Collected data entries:
□ □ □ □ □
PR #1728, opened 2021-05-24
fix: husky lost hooks

simonadomnisoru:
After the [migration to husky v6](https://github.com/dhis2/capture-app/commit/593144402bd175b22975f095e23256a5616b88a7) the git hooks stop working. This PR adds the hooks using the [patterns from v6.](https://typicode.github.io/husky/#/?id=create-a-hook)


EirikHaugstulen (approved):
LGTM 👍

package.json
```diff
@@ -74,13 +74,9 @@
...
-    "verifyCacheVersion": "node scripts/verifyCacheVersion.js"
-  },
-  "husky": {
-    "hooks": {
-      "pre-commit": "d2-app-scripts i18n extract && git add ./i18n/",
-      "pre-push": "yarn linter:check && yarn flow:check"
-    }
+    "verifyCacheVersion": "node scripts/verifyCacheVersion.js",
+    "prepare": "husky install",
+    "i18n:add": "d2-app-scripts i18n extract && git add ./i18n/"
```
JoakimSM, line 79: Do you think it makes sense to add: `"postinstall": "yarn prepare"` to ensure husky is installed when doing `yarn (install)`?

simonadomnisoru: Hello,
From what I understood it will be automatically run as part of the yarn scripts lifecycle every time after your packages are installed (when you run yarn). It is what the Husky documentation recommends https://typicode.github.io/husky/#/?id=install. Therefore we don’t have to run anything manually.

JoakimSM: Thanks, did a second test and it seems to work 🤔

JoakimSM (approved):
👍

package.json
simonadomnisoru: After all, I use the `postinstall` step you suggested because it has support in both `yarn` versions. Thank you!

PR #1738, opened 2021-05-26
DHIS2-11069: Rule Engines

huocha:


src/core_modules/capture-core/components/Pages/Enrollment/hooks.js
```diff
@@ -11,3 +13,42 @@ export const useEnrollmentInfo = (enrollmentId: string, programId: string) => {
...
+        .reduce((acc, curr) => {
+            curr.programStageDataElements.forEach((stage) => {
+                acc[stage.dataElement.id] = { ...stage.dataElement };
+            });
+            return acc;
+        }, {});
+};
+
+// $FlowFixMe
+export const useRunRulesForEnrollement = (orgUnit, program, programStagesData, teiAttributes) => {
```
simonadomnisoru, line 30: Hey,
Missing types for `orgUnit, program, programStagesData, teiAttributes` parameters
Thank you!

src/core_modules/capture-core/components/Pages/Enrollment/hooks.js
```diff
@@ -11,3 +13,42 @@ export const useEnrollmentInfo = (enrollmentId: string, programId: string) => {
 
     return { programHasEnrollments, enrollmentsOnProgramContainEnrollmentId, tetId };
 };
+
+
+const extractDataElements = (data) => {
```
simonadomnisoru, line 18: Hey,
Missing types for `data` parameter
Thank you!

src/core_modules/capture-core/components/Pages/Enrollment/EnrollmentPageDefault/EnrollmentPageDefault.container.js
```diff
@@ -1,26 +1,60 @@
...
+
+    const { data: programStagesData, error: programStageError } = useDataQuery(programsQuery);
+    const { data: teiAttributes, error: teiError } = useDataQuery(teiAttributesQuery);
+
+    if (programStageError || teiError) {
+        log.error(errorCreator('Enrollment page could not be loaded')({ programStageError, teiError }));
+    }
+
+    const rules = useRunRulesForEnrollement(orgUnit, program, programStagesData, teiAttributes);
+    console.log({ rules });
```
simonadomnisoru, line 56: You forgot a `console.log` here. Thanks!

src/core_modules/capture-core/rules/actionsCreator/runRulesForEnrollmentPage.js
```diff
@@ -0,0 +1,43 @@
...
+    // returns an array of effects that need to take place in the UI.
+    return RulesEngine.programRuleEffectsForEnrollment(
+        { programRulesVariables, programRules, constants },
+        allEventsData,
+        orgUnit,
+        dataElementsInProgram,
+        teiValues,
+        trackedEntityAttributes,
+        enrollmentData,
+        // $FlowFixMe[prop-missing] automated comment
```
simonadomnisoru, line 40: The `optionSets: OptionSets` is set bellow in `static programRuleEffectsForEnrollment`, I wonder then why the `$FlowFixMe` comment is needed. Can you help me understand? Thanks!

src/core_modules/capture-core/components/Pages/Enrollment/EnrollmentPageDefault/EnrollmentPageDefault.container.js
huocha: this is intentional since Eirik will need it to do his task. thanks!

src/core_modules/capture-core/rules/actionsCreator/runRulesForEnrollmentPage.js
JoakimSM: @simonadomnisoru This is something we should add to our Flow vs Typescript comparison! The input object is a type that contains all the properties the param expects, but it also contains some additional properties. I would expect this to work when the type defined for the param is inexact (meaning more properties than those declared should be accepted). Tried to do some magic with the $Shape utility type, but also ran into problems with that approach.

I would say keep the $FlowFixMe for now, but maybe @huocha can add the label TypescriptCompare (or something similar) so that we remember to check how this is working with Typescript when the time comes.

JoakimSM (commented):
Hey @huocha, thanks for your effort here, this is quite complicated! I suggest we set up a call to discuss my comments in this one (start of next week, let's agree up on a time on slack). 

Hope you're not too discouraged by the number of comments here, we will figure it out 🙂 

I would encourage you to create some rules on your local instance and see if you get the expected output from the rules engine. I can help you get this up and running. A second step would be to create some unit tests.

JoakimSM (commented):
@huocha Please let me know if/when you have any questions regarding my comments here. This is quite complicated, so if any of my comments doesn't make 100% sense to you, it's better that we talk about them (GitHub, Slack or Meet)

I also wanted to give some input about the file structure: I would suggest that we move files that are only used in 'EnrollmentPageDefault' to that folder. For example 'runRulesForEnrollment', 'useEnrollmentsAndAttributes', 'useProgramMetadata'.

src/core_modules/capture-core/components/Pages/Enrollment/EnrollmentPageDefault/runRulesForEnrollment.js
```diff
@@ -0,0 +1,109 @@
...
+            program,
+            orgUnit,
+            trackedEntityAttributes,
+            dataElementsInProgram: dataElements,
+            teiValues: teiAttributesValues,
+            eventsData: getEventsDataFromEnrollment(enrollment, dataElements),
+            enrollmentData: getEnrollmentData(enrollment),
+        });
+    }
+    return undefined;
```
simonadomnisoru, line 108: Hey, I am wondering if it makes sense to return something relevant here and maybe show it to the user. WHYT?

src/core_modules/capture-core/components/Pages/Enrollment/EnrollmentPageDefault/runRulesForEnrollment.js
```diff
@@ -0,0 +1,109 @@
...
+        enrollmentId: event.enrollment,
+        enrollmentStatus: event.enrollmentStatus,
+        status: event.status,
+        eventDate: convertDate(event.dueDate),
+        dueDate: convertDate(event.dueDate),
+        ...getEventValuesFromEvent(enrollment, event.event, dataElements),
+    }));
+
+    const groupByProgramStageId = allEvents.reduce((acc, currentEvent) => {
+        acc[currentEvent.programStageId] = { ...currentEvent };
```
JoakimSM, line 63: we need an array of events here (multiple events can have the same programStageId)

JoakimSM (commented):
Almost there @huocha 🙂 

Couple of new comments and also we need to resolve these:
https://github.com/dhis2/capture-app/pull/1738#discussion_r644055773
https://github.com/dhis2/capture-app/pull/1738#discussion_r644071190
https://github.com/dhis2/capture-app/pull/1738#discussion_r644050257

src/core_modules/capture-core/components/Pages/Enrollment/runRulesForEnrollment.js
```diff
@@ -0,0 +1,111 @@
...
+        const dataValueList = flatDataValuesFromEvents(enrollments[0].events);
+        const dataElements = getDataElementsFromProgram(programMetadata, dataValueList);
+
+        const trackedEntityAttributes = attributes.reduce((acc, item) => {
+            acc[item.attribute] = { id: item.attribute, valueType: item.valueType };
+            return acc;
+        }, {});
+
+        const teiAttributesValues = attributes?.reduce((acc, item) => {
+            acc[item.attribute] = item.value;
```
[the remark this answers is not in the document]
huocha: Hi @JoakimSM, I wonder why this is clientToServer? I suppose that `attributes` is data from server and we want to convert to client so serverToClient?

src/core_modules/capture-core/components/Pages/Enrollment/EnrollmentPageDefault/runRulesForEnrollment.js
huocha: Hey @simonadomnisoru, thanks for the comment. I think this should run in the background and not showing to the user. Maybe we can add a log for debugging purpose but I will let other team members decide @JoakimSM WDYT?

src/core_modules/capture-core/components/Pages/Enrollment/runRulesForEnrollment.js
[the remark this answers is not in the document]
JoakimSM: Ah, serverToClient is correct (typo) 🙂

src/core_modules/capture-core/components/Pages/Enrollment/EnrollmentPageDefault/runRulesForEnrollment.js
JoakimSM: I think the logic here is sound. The function returns undefined until we have all the required data.

JoakimSM (approved):
Thanks @huocha for putting up with all my comments on this one 🙂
□ □ □ □ □
• [TO DO]:
An exact copy of the lines above, from the one containing "I would say" down to the one containing "Hey @huocha, thanks" and including both, is the whole answer; retype it and nothing else.

• [PROBLEM SOLUTION]:
I would say keep the $FlowFixMe for now, but maybe @huocha can add the label TypescriptCompare (or something similar) so that we remember to check how this is working with Typescript when the time comes.

JoakimSM (commented):
Hey @huocha, thanks for your effort here, this is quite complicated! I suggest we set up a call to discuss my comments in this one (start of next week, let's agree up on a time on slack). 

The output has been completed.